§ **PROBLEM STATEMENT**:
For this exercise, please find the lines in the entries that include the word "only" and copy them.
-- AVAILABLE RECORDS follows --
PR #1576, opened 2014-10-08
computed observables notify "awake" and "asleep" events

mbest:
As described in #1511, this would facilitate the ability to have "spectator" subscriptions using a fairly simple wrapper.
1. A pure computed only awakens when a `change` subscription is registered and goes to sleep when there are no more `change` subscriptions. This means we can use other subscription types that don't affect the computed state. A deferred computed "awakens" when read or when a `change` or `beforeChange` subscription is registered.
2. When awakening, a pure or deferred computed will notify an `awake` event with the current computed value. And when going to sleep, a pure computed will notify an `asleep` event with an `undefined` value.

By overwriting `notifySubscribers`, you could use these new events and the `change` event to generate `spectate` events:

```
ko.subscribable.fn.notifySubscribers = (function (original) {
    return function (value, event) {
        if (!event || event == 'change' || event == 'awake' || event == 'asleep') {
            original.call(this, value, 'spectate');
        }
        original.apply(this, arguments);
    };
}(ko.subscribable.fn.notifySubscribers));
```

### DIFF
--- a/spec/subscribableBehaviors.js
+++ b/spec/subscribableBehaviors.js
@@ -88,9 +88,23 @@ describe('Subscribable', function() {
 
     it('Should be able to retrieve the number of active subscribers', function() {
         var instance = new ko.subscribable();
-        instance.subscribe(function() { });
-        instance.subscribe(function() { }, null, "someSpecificEvent");
+        var sub1 = instance.subscribe(function() { });
+        var sub2 = instance.subscribe(function() { }, null, "someSpecificEvent");
+
         expect(instance.getSubscriptionsCount()).toEqual(2);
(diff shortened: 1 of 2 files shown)


lcorneliussen:
What about also yielding an event "peek" or "peekSleeping" when a sleeping pure computed is peeked?
That would also fall into the "spectate" category.

lcorneliussen:
Could be a better option to fire an "evaluated" event - maybe even instead of awake. What I'm interested in is the first value.

That would then also fire on peek, and where a computed is evalutated by unwrapping or subscribing, but it doesn't register dependencies and gets disposed.

PR #1628, opened 2014-11-21
Add hook for ko.onBindingError

brianmhunt:
This PR should exposes a function (`ko.onBindingError`) to hook into binding errors.

This should give greater control to users handling cases such as #1626 

The `function onBindingError(spec)` takes one object, `spec` containing the following properties:

| Property | Meaning |
| --- | --- |
| during | (string) The binding function name (`init` or `update` or `apply`) |
| errorCaptured | (Error) The error that was thrown by the binding function |
| element | (HTML Node) The node the binding was being applied to |
| bindingKey | (string) The name of the binding (`init` or `update` only) |
| valueAccessor | (function) As passed to the binding function (`init` or `update` only) |
| allBindings | (function) As passed to the binding function (`init` or `update` only) |
| bindingContext | (object) As passed to the binding function (contains `$data`, `$rawData`, `$root`, ...) |

Tested on PhantomJS, Chrome, Safari, and Firefox.

### DIFF
--- a/spec/bindingAttributeBehaviors.js
+++ b/spec/bindingAttributeBehaviors.js
@@ -472,6 +472,19 @@ describe('Binding attribute syntax', function() {
         }).toThrow("You cannot apply bindings multiple times to the same element.");
     });
 
+    it("Should call ko.onBindingError when applyBindings is called multiple times for the same element", function () {
+        var obe_calls = 0;
+        this.restoreAfter(ko, 'onBindingError');
+        testNode.innerHTML = "<div data-bind='text: \"Some Text\"'></div>";
+        ko.applyBindings({}, testNode);
+        ko.onBindingError = function (spec) {
+            obe_calls++;
+            expect(spec.during).toEqual('apply');
+        };
+        ko.applyBindings({}, testNode);
+        expect(obe_calls).toEqual(1);
+    });
+
     it('Should allow multiple applyBindings calls for the same element if cleanNode is used', function() {
         testNode.innerHTML = "<div data-bind='text: \"Some Text\"'></div>";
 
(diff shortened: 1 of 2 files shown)


brianmhunt:
Thank you @rniemeyer !

@mbest, @SteveSanderson - I am tagging this for 3.3 - even though I expect it would not make it in. This PR seems a fairly straightforward patch, would be handy for lots of folks, and it would be good to get it into the "stream" for release (expecting it'll be 3.4 or later, but great if it were good enough for 3.3).

The one concern I have is that errors will now be thrown when `handlerUpdateFn` is called, not just when it is bound/initialized. i.e. this differs from the current handling.

I would be very grateful for thoughts on how “mergeable” this looks.

Cheers

SteveSanderson:
@brianmhunt, could you let us know what (if anything) you think we should still do here, in light of #1715 having been merged now?

brianmhunt:
@SteveSanderson – I've been mulling it.

I am guessing the easiest way to preserve the functionality would be to directly attach the metadata to the error instances. We just have to be wary of clobbering anything currently or possibly in the future native to the Error, but the [spec for Errors](https://developer.mozilla.org/en-US/docs/Web/JavaScript/Reference/Global_Objects/Error) is pretty bare.

We could just change the `onBindingError` spec and respective calls so the spec looks like this:

```Javascript
    ko.onBindingError = function(error, spec) {
        var bindingText;
        ko.utils.extend(error, spec);
        if (spec.bindingKey) {
            // During: 'init' or initial 'update'
            bindingText = ko.bindingProvider['instance']['getBindingsString'](spec.element);
            error.message = "Unable to process binding \"" + spec.bindingKey + "\" in binding \"" + bindingText + "\"\nMessage: " + error.message;
        } // else: During: 'apply'

        if (ko['onError']) {
          ko['onError'](error);
        } else {
          throw error;
        }
   }
```

Does that sound – roughly – like a reasonable tact?

Incidentally, I noted that `ko.utils.catchFunctionErrors` rethrows an error even if `ko.onError` exists. Might it be preferable to leave it up to the user whether they want the error to rethrow? They can easily add it to their `ko.onError` handler.

PR #1658, opened 2014-12-19
Allow `ko.applyBindings` to accept ´#document-fragment´s

mfeineis:
Adding HTML nodeType 11 (Document Fragment) to the allowed node types for `ko.applyBindings` allows knockout to operate on Shadow DOM Root nodes

### DIFF
--- a/src/binding/bindingAttributeSyntax.js
+++ b/src/binding/bindingAttributeSyntax.js
@@ -430,7 +430,7 @@
             jQueryInstance = window['jQuery'];
         }
 
-        if (rootNode && (rootNode.nodeType !== 1) && (rootNode.nodeType !== 8))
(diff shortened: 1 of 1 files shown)


SteveSanderson:
I agree that supporting Shadow DOM root nodes would be very valuable, and eventually will be essential as it becomes a primary technique for web developers.

However it might require more than this one-line tweak. For example, we might need to change the logic that detects when a bound DOM node has been removed from the document so that it treats Shadow DOM root nodes as equivalent to the primary document root node. Or maybe, for browsers that support Shadow DOM, we can assume they also support DOM mutation events and detect it that way.

If anyone is inclined to investigate this further and account for detecting when nodes have been removed (with tests), hopefully we could merge in such a pull request.

bbrandt:
Would the tests from PR #2479 be what is needed?

PR #804, opened 2019-05-01
jobs use job-specific retrieval methods on person model

lionsdwarf:
There is some duplicate code in here for the moment, which will get resolved in my current working branch.

Also picked up some linter noise. You can ignore anything not in `apps/api/jobs`.


craigspaeth:
👍 feels pretty explicit and works for me! Thanks!

PR #808, opened 2019-05-02
Fix CSS of salve cards

craigspaeth:
Small CSS tweaks primarily to fix the margin-top error, but also tiny design fixes for better visual harmony.

image


craigspaeth:
Margin' and deployin'

PR #812, opened 2019-05-03
More direct assessment sync

craigspaeth:
I was investigating a reported assessment note syncing issue and while I didn't find anything off in the code I decided it'd be good to do a _scouts rule_ and clean up the file to skip the Lead > Person > Patient query and just directly query patient by email (seeing as patient is our "source of truth" for email I think this makes sense). Down the line, it might make sense to move more of this logic to the `Patient` model or an `Assessment` model, but this seemed like pretty low hanging fruit worth implementing.


lionsdwarf:
👍

PR #817, opened 2019-05-04
Send salve result notifications to practitioners

craigspaeth:
This implements a way for clinicians to see their clients results easily by emailing them when a new result is submitted.

It does this by polling the results spreadsheet at an hourly interval and finding any results that were submitted within the last hour. It then finds the client by the email of the result, rolls up the data with Cliniko data like who the associated practitioner is, and sends an email with a link to the /content-results page.

Also included:
- Added some divider comments in models to better organize and start signifying where we should break up functions b/t domain/mapper/resolver/schema
- Minor env var cleanup

image


lionsdwarf:
Once the merge conflict is resolved, feel free to merge!

PR #820, opened 2019-05-06
Minor class page updates

craigspaeth:
1. Lowers cache TTL on Cliniko appointment types so the updates surface faster
2. Removes the second "Our Approach to Mindfulness" section


apps/api/jobs/charge-sessions/index.js
```diff
@@ -53,5 +53,5 @@ export default async () => {
   })
 
   // Close the db connection to avoid the cron from hanging
-  await db.knex.destroy()
+  await db.knex().destroy()
```
craigspaeth: Snuck this typo fix in... okay score one for type saftey here 🙃

craigspaeth:
Going to merge and deploy as these are pretty harmless/time sensitive.

PR #826, opened 2019-05-07
Show time types from Zoho in results page

craigspaeth:
Two things were preventing "times" from showing as graphs correctly in the results page:
1. We were cleaning out any falsy or "empty" values in G Sheets results which was causing that question to not show at all on the results page when rolling it up into graphs. (This was semi-useful for shorter looking treatment notes, but I'm just removing it to render the full question/answer digest in both places)
2. The data value looks like a `H:MM` format string which doesn't get cast into a number using just `Number` so I used separate rollup `filter` and `cast` functions to match against that data


apps/portal/components/content-results/index.js
```diff
@@ -92,7 +92,17 @@ export default ({ salve, results, client }) => (
           <Chart xKey='dateLabel' yKey='answer' data={data} />
         </div>
       ))}
-      {dataByQuestion(results, a => !Number(a), String).map(
+      {dataByQuestion(
+        results,
+        a => a && a.match(/[0-9]\:[0-9][0-9]$/),
```
craigspaeth: This `dataByQuestion` uses this `filter` function to filter out results in the results rollup, so we use a regex here to match against the `H:MM` string type and filter down to those results.

apps/portal/components/content-results/index.js
```diff
@@ -92,7 +92,17 @@ export default ({ salve, results, client }) => (
...
+        a => Number(a.split(':')[0]) + (a.split(':')[1] ? .5 : 0)
```
craigspaeth: This is the `cast` function used in `dataByQuestion` which "typecasts" to a numerical number that the charts library can use. In this case we're parsing out and cast the hour to a number then adding a `.5` depending on if there's a non-zero value in the `:MM` part.

lionsdwarf: Copy that 😬

lionsdwarf:
Looks good, Craig!

PR #829, opened 2019-05-09
UI update status

lionsdwarf:
assign_fail
assign_succes


craigspaeth:
Looking good. Happy to sync up about this in realtime soon!

lionsdwarf:
@craigspaeth This has been updated in the following ways: 

1) UI spinner state during async requests is now managed using local state and `useRefs` to track and compare updates to global state 
2) `assign' view-model action composition refactored and simplified
3) small bug fix to resolve Onboard Stage deletes failing

apps/manage/components/Assign.js
```diff
@@ -1,21 +1,47 @@
-import React from 'react'
+import React, { useEffect, useState, useRef } from 'react'
 import { useAppState } from '../lib/view-model'
 import AssignToggle from './AssignToggle'
 import Select from 'react-select'
 import _ from 'lodash'
 
+// Dives spinner by storing previous "updateStatus" for comparison of updateStatus
+const usePrevious = (value) => {
+  const ref = useRef()
```
craigspaeth: This is an odd use of refs. Refs are really more meant for dropping down to interact with DOM elements directly when needed and not as containers for state history. I think there's possibly a more straightforward way to do this that I'll comment below.

apps/manage/lib/view-model/assign.js
```diff
@@ -165,8 +166,36 @@ export const sortItems = (state, assigned, type, oldIndex, newIndex) => ({
...
+    }
+    : {
+      ...state,
+      ...initialState
+    }
 
+export const handleError = async req => {
+  let res
+  try {
+    res = await req()
```
craigspaeth: You could just `return req()` here instead of hoisting the value into `let res`

apps/manage/components/Assign.js
```diff
@@ -52,9 +84,16 @@ export default ({
             isSortable
           />
           <button
-            onClick={updatePerson}
-            disabled={_.isEmpty(state.assignments)}
+            onClick={() => {
+              setState({ isSpinner: true })
+              updatePerson()
```
craigspaeth: `updatePerson` is an async function, so I think you could simply model the state transitions right inside this click handler....

```javascript
onClick={async () => {
  setState({ isSpinner: true })
  await updatePerson()
  setState({ isSpinner: false })
  await sleep(4000)
  clearStatusState()
}}
```

This way you don't have to do the [useEffect](https://github.com/findOctave/cortex/pull/829/files#diff-b4a604a1d680b1766affe12dbb5246d7R31) or [ref](https://github.com/findOctave/cortex/pull/829/files#diff-b4a604a1d680b1766affe12dbb5246d7R9) things above.

craigspaeth:
Getting closer but I think you can do this a lot more straightforwardly. Try [my last comment](https://github.com/findOctave/cortex/pull/829#discussion_r282882581) and lmk how that works.

apps/manage/lib/view-model/assign.js
lionsdwarf: 👍

craigspaeth:
Thanks for the iterations, looks great!

PR #831, opened 2019-05-09
Hide results pill when there are no results for the client

craigspaeth:
Sorry this is kinda noisy for a small thing. A lot of that noise is just passing the salve results down the React chain to the `isResultsPillVisible` which is the thing doing the work here. This makes sure the `Recent results` pill button doesn't show if the client hasn't submitted any results yet.


lionsdwarf:
👍

PR #832, opened 2019-05-10
Guard against no assigned salve logs

craigspaeth:
Due to my latest PR the profile page will b0rk if someone doesn't have any salve logs assigned b/c it needed guard statements. Two things here:

1. Was getting back `null` from the API level I believe b/c of person salve sync-hole related discrepancies (might be only reproable on dev, but decided to `compact` those out anyways)
2. On the profile page there needed to be a conditional fetching of salves if none of the assigned salves were logs


apps/api/jobs/cli.js
```diff
@@ -4,4 +4,7 @@
  */
 import * as log from 'log'
 
-require(`./${process.argv[2]}`).default().catch(log.error)
+require(`./${process.argv[2]}`)
+  .default()
+  .then(() => process.exit())
```
craigspaeth: When running `sync-person` I noticed an opportunity to make this hanging process b/c of DB connection simpler to handle by simply making sure all jobs exit when they're finished via the `npm run job` script.

lionsdwarf: Nice!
-- AVAILABLE RECORDS concluded --
§ **ANSWER TO THE EXERCISE**:
1. A pure computed only awakens when a `change` subscription is registered and goes to sleep when there are no more `change` subscriptions. This means we can use other subscription types that don't affect the computed state. A deferred computed "awakens" when read or when a `change` or `beforeChange` subscription is registered.
| bindingKey | (string) The name of the binding (`init` or `update` only) |
| valueAccessor | (function) As passed to the binding function (`init` or `update` only) |
| allBindings | (function) As passed to the binding function (`init` or `update` only) |
1. Was getting back `null` from the API level I believe b/c of person salve sync-hole related discrepancies (might be only reproable on dev, but decided to `compact` those out anyways)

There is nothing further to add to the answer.